Health experts quit CDC, NIH due to ‘bad science’

Amid low morale fostered by "bad science," frustrated and alarmed experts with the NIH, CDC and FDA are quitting, creating serious staffing shortages, reports Johns Hopkins University professor Dr. Marty Makary.

Mass exodus amid low morale causing staffing shortages

Art Moore
WND News Center

Amid low morale fostered by “bad science,” frustrated and alarmed experts with the NIH, CDC and FDA are quitting, creating serious staffing shortages, reports Johns Hopkins University professor Dr. Marty Makary.

Leadership of the agencies is being questioned, with the authorization, for example, of COVID-19 vaccines for children 4 years old and younger. Pfizer’s trial data found no statistically significant evidence that the shots provide benefit for young children. Meanwhile, members of FDA vaccine panels have expressed concern about the lack of safety data for children.

Makary, writing on the Substack page Common Sense, says that other decisions by the National Institutes of Health, the Centers for Disease Control and Prevention, and the Food and Drug Administration that have hurt morale among employees include support for masking in schools and the closing of schools during the pandemic.

“It’s like a horror movie I’m being forced to watch and I can’t close my eyes,” a senior FDA official told Common Sense. “People are getting bad advice and we can’t say anything.”

An NIH scientist who spoke on condition of anonymity said there is “no leadership right now.”

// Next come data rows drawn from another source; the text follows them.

PR #5830, opened 2023-05-10
scripts: Fix tests listed in vk_validation_stats

spencer-lunarg:
Currently the tests were not being listed correctly, now it looks like

image

cc @mikes-lunarg

### DIFF
--- a/scripts/vk_validation_stats.py
+++ b/scripts/vk_validation_stats.py
@@ -240,12 +240,10 @@ class ValidationSource:
 
 # Class to parse the validation layer test source and store testnames
 class ValidationTests:
-    def __init__(self, test_file_list, unassigned_vuid_files, test_group_name=['VkLayerTest', 'VkPositiveLayerTest', 'VkBestPracticesLayerTest']):
+    def __init__(self, test_file_list, unassigned_vuid_files):
         self.test_files = test_file_list
         self.unassigned_vuid_files = unassigned_vuid_files
-        self.test_trigger_txt_list = []
-        for tg in test_group_name:
-            self.test_trigger_txt_list.append('TEST_F(%s' % tg)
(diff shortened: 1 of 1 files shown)


scripts/vk_validation_stats.py
```diff
@@ -290,6 +288,8 @@ def parse(self, spirv_val):
                         if ('' == testname):
                             grab_next_line = True
                             continue
+                        testgroup = line.split(',')[0][line.index('(') + 1:]
+                        testname = testgroup + '.' + testname
```
juan-lunarg, line 292: Just as a thought. We were looking for a way to enforce good test names. IE not having `Test` in the name.

Perhaps we could do that in this script? IE error out on CI that you have a bad test name?

juan-lunarg (approved):
LGTM with @mikes-lunarg's approval

scripts/vk_validation_stats.py
```diff
@@ -290,6 +288,8 @@ def parse(self, spirv_val):
                         if ('' == testname):
                             grab_next_line = True
                             continue
+                        testgroup = line.split(',')[0][line.index('(') + 1:]
```
mikes-lunarg, line 291: I would rather read one regex than a pile of splits and slices, but 1) I'm not sure that feeling is universal and 2) You are just matching the existing code style, so I get it.

mikes-lunarg (approved):
LGTM!

scripts/vk_validation_stats.py
spencer-lunarg: To be fair, it is not hard to just write another script that does

```python
for line in file:
    if line has 'TEST_F':
        validate_name(line)
```

in a separate file... this is still on my radar to do soon

PR #5832, opened 2023-05-10
tests: Remove remaining explicit GetProcAddr

spencer-lunarg:
mainly removes the `GetInstanceProcAddr` that were not removed, also a few extra `GetDeviceProcAddr`

### DIFF
--- a/tests/negative/ray_tracing_pipeline.cpp
+++ b/tests/negative/ray_tracing_pipeline.cpp
@@ -38,8 +38,6 @@ TEST_F(NegativeRayTracing, BasicUsage) {
     VkShaderObj miss_shader(this, bindStateRTNVShaderText, VK_SHADER_STAGE_MISS_BIT_KHR);
     VkShaderObj intr_shader(this, bindStateRTNVShaderText, VK_SHADER_STAGE_INTERSECTION_BIT_KHR);
     VkShaderObj call_shader(this, bindStateRTNVShaderText, VK_SHADER_STAGE_CALLABLE_BIT_KHR);
-    const auto vkCreateRayTracingPipelinesKHR =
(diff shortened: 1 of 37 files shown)


tests/negative/ray_tracing_pipeline.cpp
```diff
@@ -1269,17 +1230,14 @@ TEST_F(NegativeRayTracing, LibraryGroupHandlesEXT) {
     handle_buffer.resize(ray_tracing_properties.shaderGroupHandleSize);
 
     m_errorMonitor->SetDesiredFailureMsg(kErrorBit, "VUID-vkGetRayTracingShaderGroupHandlesKHR-pipeline-07828");
-    vkGetRayTracingShaderGroupHandlesKHR(m_device->handle(), rt_pipe.pipeline_, 0, 1, ray_tracing_properties.shaderGroupHandleSize,
-                                         handle_buffer.data());
+    vk::GetRayTracingShaderGroupHandlesKHR(m_device->handle(), rt_pipe.pipeline_, 0, 1,
```
spencer-lunarg, line 1233: @artem-lunarg seems there is a bug in the code to grab this function pointers is in `VK_NV_ray_tracing`  and not in `VK_KHR_ray_tracing_pipeline` and it is crashing here

spencer-lunarg: only one that seems broken, so going to just revert this one

artem-lunarg: I'll check it.

While we are here, I'll mention about another potential issue, did not investigate yet. My impression that previously we could use mockidc driver either by loading it through regular loader, or just renaming it to vulkan-1.dll and replacing our loader. I had one crash that suggest that the latter case does not work anymore, one of the global instance functions is null. Will create a task to fix all these.

artem-lunarg (approved):

PR #5835, opened 2023-05-10
layers: DescriptorSet state cleanup

jeremyg-lunarg:
Remove some unnecessary method arguments and convert pointers into references.


ncesario-lunarg (approved):
Nice cleanup!

PR #7165, opened 2023-12-19
tests: Revert sync_val dynamicRendering feature check

spencer-lunarg:
Galaxy s23 is failing to create a `VkDevice` (but only sometimes :cry: ) for the sync val tests

this reverts the 3 cases from https://github.com/KhronosGroup/Vulkan-ValidationLayers/pull/7140/ that would likely be  a problem


arno-lunarg (approved):

artem-lunarg (approved):
This looks weird but lets check. Just not to forget about this because can hide bugs.

Issue #7169, opened 2023-12-19
Add safe struct for VkPushDescriptorSetWithTemplateInfoKHR


mikes-lunarg:
`VkPushDescriptorSetWithTemplateInfoKHR` is part of VK_KHR_maintenance6 which appeared in the 1.1.274 header.

Currently stubbed out so we can build, but it needs a custom constructor which can copy `pData` correctly.

PR #7170, opened 2023-12-19
build: Update to header 1.3.274

mikes-lunarg:
- Update known-good
- Fix crash in extension_helper_generator when an extension has an explicit dependency on VK_VERSION_1_0
- Stub out safe struct constructor for VkPushDescriptorSetWithTemplateInfoKHR until it can be properly implemented #7169 
- VUID renames:
  - VUID-VkDescriptorSetLayoutBinding-descriptorCount-00283 -> 09465
  - UNASSIGNED-vkCmdDrawIndirectByteCountEXT-counterOffset -> 09474
  - UNASSIGNED-vkCmdDrawIndirectByteCountEXT-vertexStride -> 09475
- Fix video enums that got renamed EXT -> KHR
- Generate source


scripts/generators/extension_helper_generator.py
```diff
@@ -104,6 +104,9 @@ def generate(self):
                 # This is a work around for https://github.com/KhronosGroup/Vulkan-ValidationLayers/issues/5372
                 temp = re.sub(r',VK_VERSION_1_\d+', '', extension.depends)
                 for reqs in exprValues(parseExpr(temp)):
+                    if reqs == 'VK_VERSION_1_0':
+                        # An explicit dependency on Vulkan 1.0 is meaningless
+                        continue
```
mikes-lunarg, line 109: @spencer-lunarg Is this comment correct? Is it worth pushing back to the WG? As far as I can tell VK_KHR_maintenance is the first extension with `depends="VK_VERSION_1_0"` in the XML

spencer-lunarg: ya... feel that was an oversite, happy to take action with the WG to fix that

spencer-lunarg (approved):

PR #7188, opened 2023-12-23
layers: Fixed bounds error in Module::StaticData constructor

syukosevn:


layers/state_tracker/shader_module.cpp
```diff
@@ -791,7 +791,7 @@ Module::StaticData::StaticData(const Module& module_state) {
     {
         std::vector<uint32_t>::const_iterator it = module_state.words_.cbegin();
         it += 5;  // skip first 5 word of header
-        while (it != module_state.words_.cend()) {
+        while (it < module_state.words_.cend()) {
```
spencer-lunarg, line 794: sorry, but I am confused what this is fixing, this has never been a problem checking for `!= list.cend()`

do you have an example to showcase where the previous code was not working?

syukosevn:
When I pass 0 code size and nullptr as code ptr, validation layer causes crash
The problem is inside these two lines:
```
it += 5;  // skip first 5 word of header
while (it != module_state.words_.cend())
```
`it` will never become equal `words_.cend()` after `+= 5`

This change probably won't save from another crash with same input, but at least not because of incorrect iterators usage.

Here are callstack and minimal example.
```
[Inlined] small_vector::emplace_back(const unsigned int &) 0x00007fff8be631a9
Instruction::Instruction(_Vector_const_iterator<…>) 0x00007fff8be63191
SPIRV_MODULE_STATE::StaticData::StaticData(const SPIRV_MODULE_STATE &) 0x00007fff8be6585f
[Inlined] SPIRV_MODULE_STATE::{ctor}(unsigned long long,const unsigned int *) 0x00007fff8be58942
[Inlined] std::_Construct_in_place(SPIRV_MODULE_STATE &, const unsigned long long &, const unsigned int *const &) 0x00007fff8be58936
[Inlined] std::_Ref_count_obj2<SPIRV_MODULE_STATE>::{ctor}(const unsigned long long &,const unsigned int *const &) 0x00007fff8be58936
std::make_shared<SPIRV_MODULE_STATE,unsigned __int64 const &,unsigned int const * const &>(const unsigned long long &,const unsigned int *const &) 0x00007fff8be58936
ValidationStateTracker::PreCallRecordCreateShaderModule(VkDevice_T *, const VkShaderModuleCreateInfo *, const VkAllocationCallbacks *, VkShaderModule_T **, void *) 0x00007fff8be943d6
CoreChecks::PreCallRecordCreateShaderModule(VkDevice_T *, const VkShaderModuleCreateInfo *, const VkAllocationCallbacks *, VkShaderModule_T **, void *) 0x00007fff8bb7f74f
vulkan_layer_chassis::CreateShaderModule(VkDevice_T *, const VkShaderModuleCreateInfo *, const VkAllocationCallbacks *, VkShaderModule_T **) 0x00007fff8bc13065
vk::raii::ShaderModule::ShaderModule(const vk::raii::Device &, const vk::ShaderModuleCreateInfo &, Optional<…>) vulkan_raii.hpp:10690
vk::raii::Device::createShaderModule(const vk::ShaderModuleCreateInfo &, Optional<…>) vulkan_raii.hpp:12408
main(int, char **) mwe.cpp:41
invoke_main() 0x00007ff675ab0ed9
__scrt_common_main_seh() 0x00007ff675ab0dbe
__scrt_common_main() 0x00007ff675ab0c7e
mainCRTStartup(void *) 0x00007ff675ab0f6e
<unknown> 0x00007ff808517344
<unknown> 0x00007ff8086626b1
```

```
#include <vulkan/vulkan_raii.hpp>
#include <array>

int main(int argc, char* argv[])
{
    vk::raii::Context context;
    std::array layers{
        "VK_LAYER_KHRONOS_validation"
    };
    vk::InstanceCreateInfo instance_create_info{
        {}, {}, layers
    };
    auto instance{context.createInstance(instance_create_info)};
    auto physical_devices{instance.enumeratePhysicalDevices()};
    if (physical_devices.empty())
        throw;

    auto queue_family_properties{
        physical_devices[0].getQueueFamilyProperties()
    };
    if (queue_family_properties.empty())
        throw;

    std::array device_queue_priorities{1.0f};
    std::array device_queue_create_infos{
        vk::DeviceQueueCreateInfo{{}, 0, device_queue_priorities}
    };
    const vk::DeviceCreateInfo device_create_info{
        {},
        device_queue_create_infos,
        layers
    };

    auto device{physical_devices[0].createDevice(device_create_info)};

    vk::ShaderModuleCreateInfo shader_module_create_info{
        {},
        0, //< code size,
        nullptr //< code
    };
    auto shader_module{device.createShaderModule(shader_module_create_info)};  //< crashes
    return 0;
}
```

syukosevn:
sdk version 1.3.268.0

spencer-lunarg:
so it is not valid to have a `codeSize` of `0` 

image

So I agree this shouldn't crash, but I feel it shouldn't have got to the `StaticData` logic, clearly there is no reason it should have started down this code path.

The reason I say this, is while we could just patch this one line, there is a very non-zero chance this code will be refactored and it will not be obvious to anyone that they are expected to handle an invalid `codeSize` value here

spencer-lunarg:
ok, I just realized for some reason ` VUID-VkShaderModuleCreateInfo-codeSize-01085` is not being validated, let me add a check for that (and a test like the one you gave) to help ensure this won't crash like this for you in the future

PR #7197, opened 2023-12-27
dynamic rendering: fix incorrect error message

evopen:


layers/core_checks/cc_cmd_buffer_dynamic.cpp
```diff
@@ -972,7 +972,7 @@ bool CoreChecks::ValidateDrawDynamicStateShaderObject(const LastBound& last_boun
         !cb_state.dynamic_state_status.cb[CB_DYNAMIC_STATE_SCISSOR_WITH_COUNT]) {
         skip |= LogError(vuid.viewport_and_scissor_with_count_08635, cb_state.commandBuffer(), loc,
                          "Graphics shader objects are bound, but vkCmdSetViewportWithCount() and "
-                         "vkCmdSetViewportWithCount() were not both called.");
+                         "vkCmdSetScissorWithCount() were not both called.");
     } else if (cb_state.dynamic_state_value.viewport_count != cb_state.dynamic_state_value.scissor_count) {
         skip |= LogError(vuid.viewport_and_scissor_with_count_08635, cb_state.commandBuffer(), loc,
                          "Graphics shader objects are bound, but viewportCount set with vkCmdSetViewportWithCount() was %" PRIu32
```
spencer-lunarg, line 978: thanks for the fix!

1. you should rename the commit to `layers: Fix incorrect error message` (CI will yell at you otherwise)
2. while here, can you fix the `vkCmdSetViewportWithCount` in the VU below as well

spencer-lunarg (approved):
sorry, the CI is case sensative 

```patch
- layers: fix error message in dynamic state
+ layers: Fix error message in dynamic state
```

but once CI is happy, this is good to go!

layers/core_checks/cc_cmd_buffer_dynamic.cpp
evopen: sure. good catch!

spencer-lunarg:
Thanks again for the patch!

PR #7201, opened 2023-12-27
cmake: Use SPIRV-Tools-static for testing

juan-lunarg:
Because testing is OFF by default. We don't need to handle all the different edge cases for package managers.

Testing should just use the static binaries by default. This avoids complications for Windows / Android APK testing.

### DIFF
--- a/tests/CMakeLists.txt
+++ b/tests/CMakeLists.txt
@@ -243,11 +243,13 @@ endif()
 
 find_package(GTest CONFIG)
 find_package(glslang CONFIG)
+find_package(SPIRV-Tools CONFIG)
 
 target_link_libraries(vk_layer_validation_tests PRIVATE
     VkLayer_utils
     glslang::SPIRV
     glslang::SPVRemapper
+    SPIRV-Tools-static
     SPIRV-Headers::SPIRV-Headers
     GTest::gtest
     GTest::gtest_main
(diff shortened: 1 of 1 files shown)


tests/CMakeLists.txt
```diff
@@ -256,21 +258,6 @@ target_link_libraries(vk_layer_validation_tests PRIVATE
...
-# Try to handle all possible combinations so that we work with externally built packages.
-if (TARGET SPIRV-Tools)
-    target_link_libraries(vk_layer_validation_tests PRIVATE SPIRV-Tools)
-elseif(TARGET SPIRV-Tools-static)
-    target_link_libraries(vk_layer_validation_tests PRIVATE SPIRV-Tools-static)
-elseif(TARGET SPIRV-Tools-shared)
-    target_link_libraries(vk_layer_validation_tests PRIVATE SPIRV-Tools-shared)
-else()
-    message(FATAL_ERROR "Cannot determine SPIRV-Tools target name")
-endif()
```
juan-lunarg, line 272: This code was added to make system package managers happy. Since package managers tend to want dynamic and NOT static libraries. However, now that this CMake code is ONLY in the tests directory it doesn't matter. (Originally the code wasn't only in the test directory)

Ideally SPIRV-Tools does fix their CMake but for now just simplify the CMake here.

spencer-lunarg (approved):

PR #7203, opened 2023-12-28
layers: Add queryCount and stride check

spencer-lunarg:
adds `VUID-vkCmdCopyQueryPoolResults-queryCount-09438` and `VUID-vkGetQueryPoolResults-queryCount-09438`


tests/unit/tooling_positive.cpp
```diff
@@ -23,11 +23,11 @@ TEST_F(PositiveTooling, BasicUsage) {
         GTEST_SKIP() << "Test not supported by MockICD";
     }
 
-    const auto fpGetPhysicalDeviceToolPropertiesEXT =
```
spencer-lunarg, line 26: um.. not sure how this got in, but it was wrong, so rather just sneak in this nit fix

arno-lunarg (approved):

PR #7208, opened 2023-12-29
Cleanup shader testing helper functions

spencer-lunarg:
The `debug` was added to help debug the shaders writing tests for, but something like that is better served as a runtime setting, not a baked in compile value

### DIFF
--- a/tests/framework/render.h
+++ b/tests/framework/render.h
@@ -152,10 +152,10 @@ class VkRenderFramework : public VkTestFramework {
 
     template <typename GLSLContainer>
     std::vector<uint32_t> GLSLToSPV(VkShaderStageFlagBits stage, const GLSLContainer &code, const char *entry_point = "main",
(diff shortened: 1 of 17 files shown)


artem-lunarg:
What's the recommendation if someone needs shader with debug info? Is it something that will be implemented later?

artem-lunarg (approved):

spencer-lunarg:
> What's the recommendation if someone needs shader with debug info?

so for the glsl shaders we write, this is honestly never needed. Where this does come in handy is when dealing with the GPU-AV shader instrumentation.

The upcoming refactor will have a way to properly do this so you will be able to take your GLSL, run with 

```
  -g          generate debug information
  -gV         generate nonsemantic shader debug information
  -gVS        generate nonsemantic shader debug information with source
  ```
  
  and pipe it through if you need to understand where the input is coming from... basically if someone is doing this type of debugging, I would be suprised if they aren't comfortable using the various glsl/spirv tools

PR #7220, opened 2023-12-30
build: Remove "lib" prefix in output binary

### LINKED ISSUE #7213: `JSON_LIBRARY_PATH` doesn't match the path of the DLL when building on MSYS2
## Environment
 - System: Windows, MSYS2
 - Toolchain: `mingw-w64-x86_64`

## Description
`library_path`'s value in `VkLayer_khronos_validation.json` does not match the actual path of the library:
 - `"library_path": ".\\VkLayer_khronos_validation.dll"`
 - The actual filename of the library: `libVkLayer_khronos_validation.dll`

This causes Vulkan to complain about `VK_ERROR_LAYER_NOT_PRESENT` when the layer is clearly there, its JSON just has the wrong library path.

## Possible causes
1. These lines tell CMake what to put in `library_path`. Perhaps it is possible to add a condition that tests for MSYS2?
https://github.com/KhronosGroup/Vulkan-ValidationLayers/blob/98dea769721b40ed5402b35a84867f180d8955ef/layers/CMakeLists.txt#L390-L396

2. These lines change target properties based on the system. Perhaps it is possible to add a condition that removes the `lib` prefix on MSYS2?
https://github.com/KhronosGroup/Vulkan-ValidationLayers/blob/98dea769721b40ed5402b35a84867f180d8955ef/layers/CMakeLists.txt#L313-L328

charles-lunarg:
Fixes #7213

### DIFF
--- a/layers/CMakeLists.txt
+++ b/layers/CMakeLists.txt
@@ -318,6 +318,7 @@ if(MSVC)
 elseif(MINGW)
     target_sources(vvl PRIVATE ${CMAKE_CURRENT_SOURCE_DIR}/${LAYER_NAME}.def)
     target_compile_options(vvl PRIVATE -Wa,-mbig-obj)
+    set_target_properties(vvl PROPERTIES PREFIX "") # remove the prefix "lib" so the manifest json "library_path" matches
 elseif(APPLE)
     set_target_properties(vvl PROPERTIES SUFFIX ".dylib")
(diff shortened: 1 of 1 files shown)


Martysh12:
@spencer-lunarg @charles-lunarg It works!

spencer-lunarg (approved):

PR #7221, opened 2023-12-30
tests: Confirm we test for valid VkDeferredOperationKHR object

spencer-lunarg:
there is a missing `VUID-vkBuildAccelerationStructuresKHR-deferredOperation-03677` VUID but these tests prove that it is really just `VUID-vkBuildAccelerationStructuresKHR-deferredOperation-parameter` (plan to remove the `03677` from the spec)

“Suddenly, there’s an enormous number of jobs opening up at the highest level positions,” the scientist said.

A CDC scientist told Common Sense, also on condition of anonymity, that the agency “failed to balance the risks of COVID with other risks that come from closing schools.”

“Learning loss, mental health exacerbations were obvious early on and those worsened as the guidance insisted on keeping schools virtual,” the scientist said. “CDC guidance worsened racial equity for generations to come. It failed this generation of children.”

Makary, in an interview with Fox News host Tucker Carlson, said doctors working for federal agencies are “muzzled,” prevented from presenting their views on various issues if they conflict with the government’s narrative.

“I talked with many doctors for this piece at NIH and CDC,” he said, referring to his Substack article, “who are extremely frustrated.”

“They are smart people,” he said, who know that the vaccines provide no benefit and that there is no health emergency among young children.

“Not only are [the agencies] bypassing the normal scientific process, but [the scientists] can’t really say anything, because if they do, they know that their jobs are at risk and they will be treated very differently,” said Makary, who is a professor of public health at Johns Hopkins.

One scientist told Makary that there is no transparency in how the top White House coronavirus adviser, Dr. Anthony Fauci, makes decisions. Fauci, the director of the National Institute of Allergy and Infectious Diseases since 1984, doesn’t even consult with the “real experts,” the scientist said.

To restore credibility, Makary said, public health officials need to display “more humility, less absolutism, more answers like, ‘We don’t know,’ when that’s the right answer, and less paternalism.”